Your answer must consist solely of the lines from the start of the entries below through the line with "(Inside a new", unchanged.

### RECORD SET

Issue #1389, opened 2021-03-01
Tracing inside Fibers


rmosolgo:
👋  Hi! I'm coming here by way of a bug report in graphql-ruby: https://github.com/rmosolgo/graphql-ruby/issues/3366

A recent GraphQL-Ruby release included a Fiber-based batch loading plugin: it takes little "jobs" during GraphQL execution, then uses a bunch of Fibers to run the jobs concurrently. (Hopefully, it'll leverage the Ruby 3 scheduler soon so that I/O in those fibers happens in parallel, but that's not done yet.) 

A user noticed that code run inside Fibers doesn't show up in DataDog APM, and that it's likely due to the use of `Thread.current` for storing DataDog state: 

https://github.com/DataDog/dd-trace-rb/blob/079f18f410f590252030578aa240576f3fc4c6e5/lib/ddtrace/opentracer/thread_local_scope_manager.rb#L35-L37

(Inside a new Fiber, `Thread.current` is empty.) 

I'm sorry to say I don't have an idea for how to address this, but I thought I'd open an issue in case y'all have any suggestions. This certainly seems related to #1136 , since both are about using Fibers. 

Does anyone have a suggestion for how this issue might be addressed?

delner:
Thanks for the heads up @rmosolgo . Indeed `ddtrace` does depend on `Thread.current` to store trace context; when this isn't available, or changes, then active traces will not cross execution contexts unless the previous context is loaded & accessed in the new context.

We expect this to be case with `Ractor` and `Fiber` alike, so we're actively evaluating 1) what the trace behavior should be, and 2) how such behavior should be implemented. Sorry we don't have something for this right now, but feedback like this really does help us contextualize the right solution, so this is very helpful. If you or anyone else has suggestions, we'll happily consider that as well.

Once I round up with the team I expect I'll have more to share.

AlexRiedler:
Is there any update you can provide around support for Ractor's + Fibers in Ruby ? Seems like a pretty vital feature for the future of Ruby development, particularly performance.

delner:
@AlexRiedler We spent a bit of time looking into this. Last I remember (some time ago), Ractors themselves have been a bit unstable, not receiving widespread use, and there are some significant challenges in loading constants/sharing data across Ractor boundaries. It's still something I'm interested in adding in the future, but isn't currently prioritized. We're open to changing that if there's significant community interest in this feature, though!

[...]

PR #5226, opened 2026-01-13
Add Thread-bound tracing context

### LINKED ISSUE #5117: [BUG]: current trace is missing when in a new Fiber (e.g. `Enumerator.new`)
### Tracer Version(s)

2.22.0

### Ruby Version(s)

ruby 3.4.7p58

### Relevent Library and Version(s)

openai

### Bug Report

This library uses `Thread.current` for storing / accessing the current trace / span, which works in 99% of cases. However, the one place this doesn't work as expected is when fibers are used in very specific ways, such as with [`Enumerator.new` and external iteration](https://ruby-doc.org/3.4.1/Enumerator.html#class-Enumerator-label-External+Iteration). Unluckily for us, OpenAI's internal request execution logic uses exactly that ([source](https://github.com/openai/openai-ruby/blob/v0.37.0/lib/openai/internal/transport/pooled_net_requester.rb#L115-L190)).

Because of that, we cannot rely on `Thread.current` to provide us with the current trace, since that store is actually "Fiber-local", not "Thread-local", and it does not inherit to "child" fibers. "Fiber storage variables" on the other hand, are inherited and are designed to handle an Enumerator-created fiber.

In our case, this was noticed specifically with the OpenAI Ruby SDK, but seems to be an issue in general whenever logic that is traced is executed within an `Enumerator.new` block.

A minimal reproduction that illustrates the issue:

```ruby
Thread.current[:foo] = 123

e = Enumerator.new do |y|
  y << Thread.current[:foo]
end

e.next
# => nil
```

We've worked around this by patching the OpenAI request transport class to use a "Fiber storage variable":

```ruby
module PooledNetPatcherPatch
  DATADOG_TRACE_DIGEST_FIBER_KEY = :_openai_datadog_trace_digest

  def execute(...)
    Fiber[DATADOG_TRACE_DIGEST_FIBER_KEY] = Tracing.active_trace&.to_digest

    super
  ensure
    Fiber[DATADOG_TRACE_DIGEST_FIBER_KEY] = nil
  end

  private

  def with_pool(...)
    Tracing.continue_trace!(Fiber[DATADOG_TRACE_DIGEST_FIBER_KEY])

    super
  end
end

OpenAI::Internal::Transport::PooledNetRequester.prepend(PooledNetPatcherPatch)
```

I wasn't really sure if this was something that could be easily fixed, but it seemed worth raising to at least start a discussion and share our current solution!

### Reproduction Code

_No response_

### Configuration Block

_No response_

### Error Logs

_No response_

### Operating System

_No response_

### How does Datadog help you?

_No response_

marcotc:
Closes: #5117
Addresses: #1389

**What does this PR do?**
- Introduces the `tracing.context_scope` (`DD_TRACE_CONTEXT_SCOPE`) configuration to choose how in-process trace context is stored:
  - `fiber_isolated` (default): each Fiber has its own trace.
  - `thread` (recommended): a single trace is shared by every Fiber running on the same Thread.

**Motivation:**

Fiber-based context management was introduced [very early in this library's history](https://github.com/DataDog/dd-trace-rb/commit/69cb4c1d47), and it was not intentional: it was a byproduct of Ruby's `Thread#[]` API looking like the correct way to handle Thread-local storage.

Changing this management strategy is risky, so we didn't change it unless it was strictly required.

As Fibers are being used more every day in Ruby, it's now a good time to address this old issue.

**Change log entry**
Yes. Add Thread-bound tracing context, configured by `tracing.context_scope` (`DD_TRACE_CONTEXT_SCOPE`).

**Additional Notes:**
- Invalid values fall back to `'fiber_isolated'`, with a warning.
- `context(key)` remains for now, but it's unused and complex. It is marked as deprecated.

**How to test the change?**
- `bundle exec rspec spec/datadog/tracing/context_provider_spec.rb`
- `bundle exec rspec spec/datadog/tracing/component_spec.rb`
- `bundle exec rspec spec/datadog/tracing/configuration/settings_spec.rb`


lib/datadog/tracing/configuration/settings.rb
```diff
@@ -128,6 +128,33 @@ def self.extended(base)
                 o.type :bool
               end
 
+              # Configures how a trace is propagated within the Ruby process.
+              # This changes the trace continuity when spans are created in different Fibers or Threads.
+              #
+              # The available options, and how active trace is bound:
+              # * `'thread'` (recommended): Bound to `Thread.current`. The active trace is the same for all Fiber execution in a Thread. This will be the default behavior in a future major release.
+              # * `'fiber_isolated'` (default): Bound to `Fiber.current`.
```
ivoanjo, line 153: Minor: Maybe `thread`/`fiber` would be enough here? I understand why, but having a suffix only for fiber looks a bit off? 👀

lib/datadog/tracing/context_provider.rb
```diff
@@ -5,77 +5,149 @@
...
-    #
-    # @see https://ruby-doc.org/core-3.1.2/Thread.html#method-i-5B-5D Thread attributes are fiber-local
+    # A concurrency-safe repository for storing and retrieving the current trace context.
     class DefaultContextProvider
-      # Initializes the default context provider with a fiber-bound context.
-      def initialize
-        @context = FiberLocalContext.new
+      # @param scope [ContextScope] the scope to use for context storage.
+      #   The scope defines the lifecycle of the context.
+      def initialize(scope: FiberIsolatedScope.new)
```
ivoanjo, line 12: Minor: Since this is expected to always follow the setting now, consider maybe removing the default? In particular, I find that having defaults that are not what we should be using in production makes it easier to go "oops we didn't pass in the argument in this one case and the code still ran fine and just ignored what it was supposed to do".

lib/datadog/tracing/context_provider.rb
```diff
@@ -5,77 +5,149 @@
...
+    #
+    # @see https://ruby-doc.org/core-3.1.2/Thread.html#method-i-thread_variable_get
+    class ThreadScope < ContextScope
+      def current=(context)
+        Thread.current.thread_variable_set(@key, context)
+      end
+
+      protected
+
+      def get_current
```
Strech, line 119: I think in Ruby conventions we don't use `get_` prefixed names. In this case API would be

```ruby
ThreadScope.current = "..."
ThreadScope.current # => "..."
ThreadScope.current_for_thread(thread) # => "..."
```

But I would like to point out that this methods (also below) violate SRP and I think maybe it's better to name them Rails-like `find_or_initialize` style

lib/datadog/tracing/context_provider.rb
```diff
@@ -5,77 +5,149 @@
...
     #
-    # @see https://ruby-doc.org/core-3.1.2/Thread.html#method-i-5B-5D Thread attributes are fiber-local
-    class FiberLocalContext
-      # To support multiple tracers simultaneously, each {Datadog::Tracing::FiberLocalContext}
-      # instance has its own fiber-local variable.
+    # @abstract
+    class ContextScope
       def initialize
-        @key = :"datadog_context_#{FiberLocalContext.next_instance_id}"
+        @key = :"datadog_context_#{self.class.next_instance_id}"
```
ivoanjo, line 51: Hmm, since you're poking at this, I'll confess this has been bothering me for a long time.

There's two things here: 1) symbol keys that are used as thread-local keys get turned from dynamic GC'able symbols into symbols that live forever...

And 2) since the context object gets set on a thread and never gets unset, the context object itself also lives forever...

That together means that 

```ruby
require 'datadog'
Datadog::Tracing::ThreadScope.new while true
```

...this is enough to blow up an app very quickly.

Of course in practice we don't recreate configuration (and thus the tracer)... too many times... e.g. somewhere around < 100 times on a Rails app?

Given that in pratice dd-trace-rb gets used as a global singleton, perhaps it's finally worth getting rid of the "It provides unique instance ID generation to ensure multiple scope instances do not conflict with each other." capability and do away with this pitfall completely?

(There's a few other minor benefits, such as getting rid of the sequence generator below and the mutex; and even simplifying how the profiler peeks at the context -- right now it needs to retrieve this key to know what's the current context it should be looking at)

lib/datadog/tracing/configuration/settings.rb
```diff
@@ -128,6 +128,33 @@ def self.extended(base)
...
+              #
+              # DEV: `Fiber#storage` might be required, depending on how Ruby usage of Fibers evolves.
+              # DEV: * `:fiber_storage`: Bound to `Fiber.storage`. The active trace is inherited by child Fibers, unless storage is [explicitly not inherited on Fiber creation](https://docs.ruby-lang.org/en/master/Fiber.html#method-c-new).
+              #
+              # @default `DD_TRACE_CONTEXT_SCOPE` environment variable, otherwise `'fiber_isolated'`
+              # DEV-3.0: Change default to `'thread'`, as Fiber execution is normally part of a single high-level operation.
```
ivoanjo, line 159: So I've gone back and forth on this one: first I thought "changing the default is a bit too much, what if people run a bunch of unrelated stuff in fibers?"; then I went like "well but if you have your puma/unicorn/sidekiq and then multiplex some request work into multiple fibers this probably matches what you'd expect"; and then I went back to "wait but won't this screw falcon and other no-threads-all-fibers-workloads?".

So... yeah I'm not sure at this point -- perhaps the best default is not a fixed one, but picking based on the environment? But that's extra complexity as well.

lib/datadog/tracing/context_provider.rb
```diff
@@ -5,77 +5,149 @@
...
+
+      def get_current_for(thread)
+        context = thread.thread_variable_get(@key)
+        return context if context
+
+        context = Context.new
+        thread.thread_variable_set(@key, context)
+        context
+      end
+    end
```
ivoanjo, line 131: So... this setting needs a slight adjustment in the profiler ;)

Specifically the `Collectors::ThreadContext`/`collectors_thread_context.c` in `trace_identifiers_for` was previously reading the `Thread.current[@key]` to attach to profiler samples, and thus will miss this new location. (Specs are in `thread_context_spec.rb`, including for this capability)

I took a peek and the "meh" part is that there's no public C API for `thread_variable_get` (there is for `Thread.current[]`) but it shouldn't be very hard to work around that: a) I see these are "just" a hash that's stored in an invisible instance variable `locals` (not `@locals` -- that's why it's invisible to Ruby code) and those can be read from C; b) we could always set the instance on the thread object directly; c) we could call a method on the profiler here/have the profiler monkey patch it; d) we could arrange to get this info when it's safe to call into Ruby code and cache the result. I'm leaning towards either a or d...?

THAAAAT said: Are you interested in poking at the profiler update as well, or shall I go ahead and open a follow-up PR to this one to do that update?

spec/datadog/tracing/component_spec.rb
```diff
@@ -525,6 +527,36 @@
...
+          it 'builds tracer with FiberIsolatedScope-based context provider' do
+            tracer = build_tracer
+            provider = tracer.instance_variable_get(:@provider)
+
+            expect(provider).to be_a(Datadog::Tracing::DefaultContextProvider)
+            expect(provider.instance_variable_get(:@context)).to be_a(Datadog::Tracing::FiberIsolatedScope)
+          ensure
+            tracer.shutdown!
+          end
+        end
```
ivoanjo: Minor: Maybe worth adding a spec here that shows that the correct default is used when the setting is invalid? 

We explicitly do allow the setting to be invalid and then correct for it in the code -- which looks to me was very intentional BUT I'm not sure this intention will be very clear when looking a the tracing component in isolation and not within the context of the full PR.

spec/datadog/tracing/context_provider_spec.rb
```diff
@@ -149,29 +245,143 @@ def fiber_contexts
...
+        is_expected.to be_a_kind_of(Datadog::Tracing::Context)
+        expect(current).to_not be(fiber_isolated_scope.current)
+      end
+    end
+  end
+
+  describe '#current=' do
+    subject(:set_current) { fiber_isolated_scope.current = context }
+
+    let(:context) { double }
```
ivoanjo, line 269: Minor: I like always naming these objects, in case there's a bug and you are poking at the test and see them going around :)

```suggestion
    let(:context) { double('Dummy context') }
```

ivoanjo (approved):
Looks good! I'm curious if I can convince you that we should move away from the unique id, as I believe it brings more trouble than benefits, and I left a note on how the profiler needs a few tweaks to match, but overall it LGTM.

buraizu (approved):

lib/datadog/tracing/configuration/settings.rb
```diff
@@ -128,6 +128,33 @@ def self.extended(base)
...
+              # @return [String]
+              option :context_scope do |o|
+                o.env Tracing::Configuration::Ext::ENV_CONTEXT_SCOPE
+                o.default 'fiber_isolated'
+                o.type :string
+                o.after_set do |value|
+                  unless ['fiber_isolated', 'thread'].include?(value)
```
mabdinur: Should the configuration value be case sensitive?

mabdinur (approved):
LGTM from an api standpoint

p-datadog:
Question  about option names: why is fiber isolated and thread not? What does "isolated" mean in this context?

lib/datadog/tracing/configuration/settings.rb
p-datadog: I do not understand why one is isolated and the other is not, could you explain?

lib/datadog/tracing/context_provider.rb
p-datadog: I suppose the question here is whether DefaultContextProvider is part of public API of our library - if yes, the default needs to stay (and I would think it should be explicitly documented here as being for backwards compatibility), otherwise the default should be be removed if the scope is always passed in by our own code.

lib/datadog/tracing/context_provider.rb
```diff
@@ -5,77 +5,149 @@
...
-    # @see https://ruby-doc.org/core-3.1.2/Thread.html#method-i-5B-5D Thread attributes are fiber-local
+    # A concurrency-safe repository for storing and retrieving the current trace context.
     class DefaultContextProvider
-      # Initializes the default context provider with a fiber-bound context.
-      def initialize
-        @context = FiberLocalContext.new
+      # @param scope [ContextScope] the scope to use for context storage.
+      #   The scope defines the lifecycle of the context.
+      def initialize(scope: FiberIsolatedScope.new)
+        @context = scope
```
p-datadog, line 13: What is the difference between 'context' and 'scope'? Are they the same thing?

lib/datadog/tracing/context_provider.rb
```diff
@@ -5,77 +5,149 @@
...
       end
 
-      # Sets the current context.
-      def context=(ctx)
-        @context.local = ctx
+      # Initialize or override the active context.
+      # @param context [Context] the trace context to store in the active scope
```
p-datadog, line 17: This line says that context is stored in a scope, therefore implying that context and scope are not the same thing?

sig/datadog/tracing/context_provider.rbs
```diff
@@ -1,23 +1,50 @@
+interface _StorageLike
+  def []: (Symbol) -> Datadog::Tracing::Context?
+  def []=: (Symbol, Datadog::Tracing::Context?) -> Datadog::Tracing::Context?
+end
+
 module Datadog
   module Tracing
     class DefaultContextProvider
-      @context: FiberLocalContext
+      @context: ContextScope
```
p-datadog, line 9: The `@context` is now a scope, not  a context? Why not rename to `@scope` then?

p-datadog (commented):
Maybe I missed it but I am not seeing integration tests verifying scopedness to threads or fibers, do they exist in this PR?

p-datadog:
This PR needs the env var added to the config registry for CI to go green.

eregon:
Not sure if applicable here, but there is also "Fiber storage" i.e. `Fiber[:foo] = 42` and `Fiber#storage` which gets inherited between Fibers.
And might be better to establish relations between Fibers, unsure.
(Actually I see https://github.com/DataDog/dd-trace-rb/issues/5117 also mentioned that)

Any reason to prefer thread-local variables?

My concern is there might be multiple Fibers on a single thread doing very different things, potentially handling different requests with Falcon. Fiber storage variables might help with that, though I'm unsure about the details, e.g. how to avoid inheriting when unwanted (update: I think with `Fiber.new(storage: nil)`).

marcotc:
After reviewing all the feedback and use cases, I think that better solution is to have a Fiber-inherited and independent execution context, instead of Thread-local (or the existing Fiber-local).
Making context independent per-Fiber allows for concurrent or cooperative execution without concern on how they will interweave in memory: each Fiber's spans would be separately flushed, then organically stitched together as they'd share the same `trace_id`.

######

_RESPONSE TO THIS EXERCISE_
Issue #1389, opened 2021-03-01
Tracing inside Fibers


rmosolgo:
👋  Hi! I'm coming here by way of a bug report in graphql-ruby: https://github.com/rmosolgo/graphql-ruby/issues/3366

A recent GraphQL-Ruby release included a Fiber-based batch loading plugin: it takes little "jobs" during GraphQL execution, then uses a bunch of Fibers to run the jobs concurrently. (Hopefully, it'll leverage the Ruby 3 scheduler soon so that I/O in those fibers happens in parallel, but that's not done yet.) 

A user noticed that code run inside Fibers doesn't show up in DataDog APM, and that it's likely due to the use of `Thread.current` for storing DataDog state: 

https://github.com/DataDog/dd-trace-rb/blob/079f18f410f590252030578aa240576f3fc4c6e5/lib/ddtrace/opentracer/thread_local_scope_manager.rb#L35-L37

(Inside a new Fiber, `Thread.current` is empty.) 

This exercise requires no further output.